If you’re like me, you’ve seen God answer prayers. You’ve seen God perform miracles. I am a witness to many miracles of healings and provisions. I’ve seen God resource people in the most unexpected ways. I’ve seen God bring people back to life from the brink of death. I know someone whom God used to bring a boy back to life after having been pronounced dead and spending a full night in the city morgue. I am a believer that God still works miracles.


If you’re like me, you’ve also seen God not answer prayers. You’ve also witnessed non-miraculous moments. You’ve also cried at God’s inaction. I’ve experienced the disappointment of faithfully praying and trusting that God would heal, just to have to perform a funeral. I’ve had my faith shaken by what seemed to be God’s indifference. I’ve wondered if my life’s work and calling was not merely a farce.

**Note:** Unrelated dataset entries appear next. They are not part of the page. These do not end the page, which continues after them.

PR #32107, opened 2025-06-27
eth: correct tracer initialization in BlockchainConfig

sduchesneau:
core.BlockChainConfig.VmConfig is not a pointer, so setting the Tracer on the `vmConfig` object after it was passed to options does *not* apply it to options.VmConfig

This fixes the issue by setting the value directly inside the `options` object and removing the confusing `vmConfig` variable to prevent further mistakes.


rjl493456442 (approved):

Shaheer-op9872uw:
well yeah

PR #32112, opened 2025-06-29
[testdata/29]: Link to relevant EIPs in readme

gap-editor:


rjl493456442 (commented):
I don't think the change is essential. It's just a test data and people can always find the EIP description by themselves.

PR #32117, opened 2025-06-30
core/types: add address cache and hash cache for authorization

mask-pp:


fjl:
Adding a cache here is not possible since the values contained in `Authorization` might change. This could lead to hard-to-detect bugs when `Authorization` objects are reused or something.

PR #32122, opened 2025-06-30
Updates all instances of docker/build-push-action@v5 to docker/build-push-action@v6

Daulox92:
docker/build-push-action@v5 to docker/build-push-action@v6

## Reference:
Latest version confirmation: https://github.com/docker/build-push-action/releases/tag/v6.18.0


fjl:
We will not change this, since the modified code is vendored from upstream.

PR #32127, opened 2025-07-01
fix: use correct EIP-2935 history serve window parameter

Thegaram:
[EIP-2935](https://eips.ethereum.org/EIPS/eip-2935) specifies `HISTORY_SERVE_WINDOW = 8191`. Geth currently uses `8192` This does not break consensus since the history storage system contract is updated via EVM execution. However, the test function `getContractStoredBlockHash` could return incorrect results.

### DIFF
--- a/params/protocol_params.go
+++ b/params/protocol_params.go
@@ -174,7 +174,7 @@ const (
 	BlobTxMinBlobGasprice              = 1       // Minimum gas price for data blobs
 	BlobTxPointEvaluationPrecompileGas = 50000   // Gas price for the point evaluation precompile.
 
-	HistoryServeWindow = 8192 // Number of blocks to serve historical block hashes for, EIP-2935.
+	HistoryServeWindow = 8191 // Number of blocks to serve historical block hashes for, EIP-2935.
 )
 
 // Bls12381G1MultiExpDiscountTable is the gas discount table for BLS12-381 G1 multi exponentiation operation


fjl:
Is this even a protocol parameter?

Thegaram:
> Is this even a protocol parameter?

Technically yes, but it's already included in `HistoryStorageCode`, so this param is not used explicitly in geth.

fjl:
We should just remove HistoryServeWindow from params then!

Thegaram:
> We should just remove HistoryServeWindow from params then!

Sure, done!

fjl (approved):

lightclient:
While this change is fine for geth as it is today, one thing to mention is that @gballet probably does rely on it in the verkle branch.

lightclient:
@Thegaram can you resolve the conflict please?

params/protocol_params.go
```diff
@@ -179,8 +179,6 @@ const (
 	BlobTxPointEvaluationPrecompileGas = 50000   // Gas price for the point evaluation precompile.
 	BlobBaseCost                       = 1 << 13 // Base execution gas cost for a blob.
 
-	HistoryServeWindow = 8192 // Number of blocks to serve historical block hashes for, EIP-2935.
```
gballet, line 183: I agree the value is incorrect, but this is still a protocol param and so it should stay defined here.

Thegaram: Should I add it back? @fjl

Thegaram: Friendly ping @fjl

rjl493456442: Yes please

fjl: We can't really configure it differently, since it's an internal value in the contract.

fjl: The value is defined by https://eips.ethereum.org/EIPS/eip-2935, and changing it would change the contract code and its address. So I think it's fair to say, it's not a tunable parameter.

Thegaram: I think having `HistoryServeWindow = 8191` in `protocol_params.go` is nice for being explicit about this, even if it is not used in geth (or only used in tests).

Thegaram: Changed it back as per @gballet and @rjl493456442's suggestion.

PR #32132, opened 2025-07-01
triedb,core: implement the partial state index read

jsvisa:
Optimize the state history index read by implementing partial offset reading.

### DIFF
--- a/core/rawdb/freezer_table.go
+++ b/core/rawdb/freezer_table.go
@@ -1128,8 +1128,8 @@ func (t *freezerTable) RetrieveBytes(item, offset, length uint64) ([]byte, error
 	}
 	index0, index1 := indices[0], indices[1]
 
-	itemStart, endLimit, fileId := index0.bounds(index1)
-	itemSize := endLimit - itemStart
+	itemStart, itemLimit, fileId := index0.bounds(index1)
+	itemSize := itemLimit - itemStart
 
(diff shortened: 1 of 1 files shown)


core/rawdb/freezer_table.go
```diff
@@ -1234,3 +1234,65 @@ func (t *freezerTable) dumpIndex(w io.Writer, start, stop int64) {
 	}
 	fmt.Fprintf(w, "|--------------------------|\n")
 }
+
+// RetrieveBytes retrieves a byte range [offset:offset+length] from the specified ancient item.
+func (t *freezerTable) RetrieveBytes(item, offset, length uint64) ([]byte, error) {
```
rjl493456442: so unfortunately, the state history is mostly stored with SNAPPY enabled?

```go
// stateFreezerTableConfigs configures the settings for tables in the state freezer.
var stateFreezerTableConfigs = map[string]freezerTableConfig{
	stateHistoryMeta:         {noSnappy: true, prunable: true},
	stateHistoryAccountIndex: {noSnappy: false, prunable: true},
	stateHistoryStorageIndex: {noSnappy: false, prunable: true},
	stateHistoryAccountData:  {noSnappy: false, prunable: true},
	stateHistoryStorageData:  {noSnappy: false, prunable: true},
}
```

In this case, the partial read will be useless

PR #32133, opened 2025-07-02
common/hexutil: enhance hex string validation with early syntax error detection

eeemmmmmm:
Improve hex string validation in the Decode function by checking for invalid characters before passing to hex.DecodeString. This enhancement provides more precise error detection for malformed hex strings with non-hex characters. Added comprehensive tests to verify the improved error handling for various invalid inputs.

### DIFF
--- a/common/hexutil/hexutil_test.go
+++ b/common/hexutil/hexutil_test.go
@@ -158,6 +158,33 @@ func TestDecode(t *testing.T) {
 	}
 }
 
+func TestDecodeErrorDetection(t *testing.T) {
+	invalidStrings := []struct {
+		input string
+		want  error
+	}{
+		{"", ErrEmptyString},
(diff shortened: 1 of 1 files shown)


common/hexutil/hexutil.go
```diff
@@ -64,6 +64,14 @@ func Decode(input string) ([]byte, error) {
...
 	}
+	
+	// Check for invalid characters before passing to hex.DecodeString
+	for i := 2; i < len(input); i++ {
+		if !isHexCharacter(input[i]) {
+			return nil, ErrSyntax
+		}
+	}
+	
 	b, err := hex.DecodeString(input[2:])
```
jwasinger, line 75: hex string validation errors will be caught here, and will be returned as `ErrSyntax` from `mapError` below.  Pre-validation is unnecessary.

PR #32135, opened 2025-07-02
core/rawdb: change the mechanism to schedule freezer sync

rjl493456442:
This pull request slightly improves the freezer fsync mechanism by scheduling the 
Sync operation based on the number of uncommitted items and original time interval.

Originally, freezer.Sync was triggered every 30 seconds, which worked well during 
active chain synchronization. However, once the initial state sync is complete, the 
fixed interval causes Sync to be scheduled too frequently.

To address this, the scheduling logic has been improved to consider both the time 
interval and the number of uncommitted items. This additional condition helps avoid 
unnecessary Sync operations when the chain is idle.

### DIFF
--- a/core/rawdb/freezer_table.go
+++ b/core/rawdb/freezer_table.go
@@ -112,9 +112,9 @@ type freezerTable struct {
 	headId uint32              // number of the currently active head file
 	tailId uint32              // number of the earliest file
 
-	metadata *freezerTableMeta // metadata of the table
-	uncommit uint64            // Count of items written without flushing to file
-	lastSync time.Time         // Timestamp when the last sync was performed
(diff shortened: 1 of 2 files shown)


core/rawdb/freezer_table.go
```diff
@@ -113,6 +113,7 @@ type freezerTable struct {
 	tailId uint32              // number of the earliest file
 
 	metadata *freezerTableMeta // metadata of the table
+	uncommit uint64            // Count of items written without flushing to file
```
MariusVanDerWijden:
```suggestion
	uncommitted uint64            // Count of items written without flushing to file
```

MariusVanDerWijden (approved):
SGTM

datisco56 (approved):

PR #34736, opened 2026-04-16
core/state: improve state journal

rjl493456442:
This PR extends the journal in the core/state package to explicitly track the 
type of state mutations, rather than only recording dirtiness.

This additional information is essential for constructing mutation sets on a 
per-transaction basis. particularly for EIP-7928 where it is necessary to 
identify the exact changes made to each account field.

### DIFF
--- a/core/state/journal.go
+++ b/core/state/journal.go
@@ -18,7 +18,6 @@ package state
 
 import (
 	"fmt"
-	"maps"
 	"slices"
 	"sort"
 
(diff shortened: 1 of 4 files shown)


jwasinger:
To compute the aggregate mutation set for a transaction, we will have to iterate the journal entries in order, recording the tx-boundary prestate of each piece of state that changed.  And then after this, we would compute the diff as the set of entries whose final values changed.

So I guess it's not immediately apparent to me how the information we are adding here aids in this.  It feels like we could construct the diff set as I described above without this PR.  Maybe I'm misunderstanding somethingl.

rjl493456442:
here is a quick code snippet i have made to utilize the journal for BAL mutation construction

```diff
diff --git a/core/state/journal.go b/core/state/journal.go
index d8d8923e64..a443bbfdd7 100644
--- a/core/state/journal.go
+++ b/core/state/journal.go
@@ -34,6 +34,10 @@ type revision struct {
 // journalMutation represents a set of mutations applied to a certain account.
 type journalMutation uint8
 
+func (mut journalMutation) has(kind journalMutationKind) bool {
+	return mut&kind.mask() != 0
+}
+
 // journalMutationKind indicates the type of account mutation.
 type journalMutationKind uint8
 
@@ -81,6 +85,10 @@ func (s *journalMutationState) remove(kind journalMutationKind) bool {
 	return s.mask == 0
 }
 
+func (s *journalMutationState) has(kind journalMutationKind) bool {
+	return s.mask.has(kind)
+}
+
 func (s journalMutationState) copy() *journalMutationState {
 	cpy := s
 	return &cpy
diff --git a/core/state/state_object.go b/core/state/state_object.go
index a4a9f5121b..b5f7792952 100644
--- a/core/state/state_object.go
+++ b/core/state/state_object.go
@@ -259,7 +259,7 @@ func (s *stateObject) setState(key common.Hash, value common.Hash, origin common
 
 // finalise moves all dirty storage slots into the pending area to be hashed or
 // committed later. It is invoked at the end of every transaction.
-func (s *stateObject) finalise() {
+func (s *stateObject) finalise() Storage {
 	slotsToPrefetch := make([]common.Hash, 0, len(s.dirtyStorage))
 	for key, value := range s.dirtyStorage {
 		if origin, exist := s.uncommittedStorage[key]; exist && origin == value {
@@ -288,6 +288,7 @@ func (s *stateObject) finalise() {
 			log.Error("Failed to prefetch slots", "addr", s.address, "slots", len(slotsToPrefetch), "err", err)
 		}
 	}
+	mutated := maps.Clone(s.dirtyStorage)
 	if len(s.dirtyStorage) > 0 {
 		s.dirtyStorage = make(Storage)
 	}
@@ -295,6 +296,7 @@ func (s *stateObject) finalise() {
 	// of the newly-created object as it's no longer eligible for self-destruct
 	// by EIP-6780. For non-newly-created objects, it's a no-op.
 	s.newContract = false
+	return mutated
 }
 
 // updateTrie is responsible for persisting cached storage changes into the
diff --git a/core/state/statedb.go b/core/state/statedb.go
index df75b0a967..562eff8fd3 100644
--- a/core/state/statedb.go
+++ b/core/state/statedb.go
@@ -18,6 +18,7 @@
 package state
 
 import (
+	"bytes"
 	"errors"
 	"fmt"
 	"maps"
@@ -786,7 +787,7 @@ func (s *StateDB) LogsForBurnAccounts() []*types.Log {
 // into the tries just yet. Only IntermediateRoot or Commit will do that.
 func (s *StateDB) Finalise(deleteEmptyObjects bool) {
 	addressesToPrefetch := make([]common.Address, 0, len(s.journal.mutations))
-	for addr := range s.journal.mutations {
+	for addr, mutState := range s.journal.mutations {
 		obj, exist := s.stateObjects[addr]
 		if !exist {
 			// RIPEMD160 (0x03) gets an extra dirty marker for a historical
@@ -798,6 +799,25 @@ func (s *StateDB) Finalise(deleteEmptyObjects bool) {
 			continue
 		}
 		if obj.selfDestructed || (deleteEmptyObjects && obj.empty()) {
+			// Account is deleted within the transaction
+			if !mutState.has(journalMutationKindCreate) {
+				if obj.Nonce() != 0 {
+					// gather nonce change
+				}
+				if obj.Balance().Sign() == 0 {
+					// gather balance change
+				}
+				if !bytes.Equal(obj.CodeHash(), types.EmptyCodeHash.Bytes()) {
+					// gather code change
+				}
+
+				// Note; the storage wiping is no longer possible in Amsterdam,
+				// the change set should always be empty
+
+				// Note; the empty account clearing is also not practical in
+				// Amsterdam
+			}
+
 			delete(s.stateObjects, obj.address)
 			s.markDelete(addr)
 			// We need to maintain account deletions explicitly (will remain
@@ -807,7 +827,21 @@ func (s *StateDB) Finalise(deleteEmptyObjects bool) {
 				s.stateObjectsDestruct[obj.address] = obj
 			}
 		} else {
-			obj.finalise()
+			// Account is updated within the transaction, figure out all the
+			// account data have been changed.
+			if mutState.has(journalMutationKindBalance) {
+				// gather balance change
+			}
+			if mutState.has(journalMutationKindNonce) {
+				// gather nonce change
+			}
+			if mutState.has(journalMutationKindCode) {
+				// gather code change
+			}
+			storageChanges := obj.finalise()
+			if len(storageChanges) != 0 {
+				// gather storage change
+			}
 			s.markUpdate(addr)
 		}
 		// At this point, also ship the address off to the precacher. The precacher

```

rjl493456442:
As jared points out, it's possible that the balance can be changed for multiple times and the final number equals to the original value before the transaction. In this case, the balance mutation will still be present in the journal.

So this approach doesn't work for mutation construction and I will close it.

PR #34740, opened 2026-04-16
accounts/abi: fix unittest code

cuiweixie:
1. should use !reflect.DeepEqual.
2. big.NewInt(0).SetBits([]big.Word{}) work around for DeepEqual when big.Int is zero, unpack return a []big.Word{}.

### DIFF
--- a/accounts/abi/unpack_test.go
+++ b/accounts/abi/unpack_test.go
@@ -910,7 +910,7 @@ func TestUnpackTuple(t *testing.T) {
 			},
 		},
 		FieldT: T{
-			big.NewInt(0), big.NewInt(1),
+			big.NewInt(0).SetBits([]big.Word{}), big.NewInt(1),
 		},
 		A: big.NewInt(1),
 	}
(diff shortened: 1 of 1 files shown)


accounts/abi/unpack_test.go
```diff
@@ -910,7 +910,7 @@ func TestUnpackTuple(t *testing.T) {
 			},
 		},
 		FieldT: T{
-			big.NewInt(0), big.NewInt(1),
+			big.NewInt(0).SetBits([]big.Word{}), big.NewInt(1),
```
jwasinger, line 913: why?

cuiweixie: unpack use https://github.com/ethereum/go-ethereum/blob/76d4ac1acbbafd282abd4dd3b791d90db8a8e442/accounts/abi/unpack.go#L39 this when big.Int is zero, it returns with nat:[]big.Word{}(cap:8}. 
expect when expected.FieldT.X = big.NewInt(0), https://github.com/golang/go/blob/432fd9c60fac4485d0473173171206f1ef558829/src/math/big/int.go#L85-L84 nat: is nil.  So if do not add this, reflect.DeepEqual will just failed. 

It is a work around trick, if you has a better way. Just show me, Let's Discuss it.

jwasinger: ah okay.  thanks for the explanation.

jwasinger (approved):

PR #34742, opened 2026-04-16
.github: add windows runner

s1na:
Difference to Appveyor:

- Missing 386 build. Hit some issue because user-space memory there is around 2Gbs. Also seems generally extremely niche.
- Not doing the archive step and NSIS installer and uploads (those are done on the builder).


s1na:
@fjl PTAL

As believers in God we live with the dual realities that God still performs miracles and that God does not always perform miracles. As we contemplate God’s past miracles, we tend to build our confidence in His ability to intervene on our behalves today. We may gain courage for dealing with the undesirable circumstances of life by knowing that God is for us. We may even develop a sense of invincibility when we become certain that God will answer our prayers. Yet, what becomes of us when our pleas are responded to with "My grace is sufficient for you, for My strength is made perfect in weakness" (2 Cor 12:9)? Perhaps reviewing God’s interventions on the natural course of life will help us understand when and how and why God works for us, and when we should content ourselves with singing “It is well with my soul”.


As we experience this perennial season of rebirth, we see the work of God all around us. As we contemplate God’s miraculous moments we’ll see that our God is still in the miracle business. When we experience pain, suffering, loss and death, it is my hope that we’ll still appreciate the wondrous grace of God. As we are enthralled with the God of spring let us still be amazed by Him when autumn comes around? I invite you to journey with us through God’s Miraculous Moments as we learn to appreciate God in the miracles and the silences.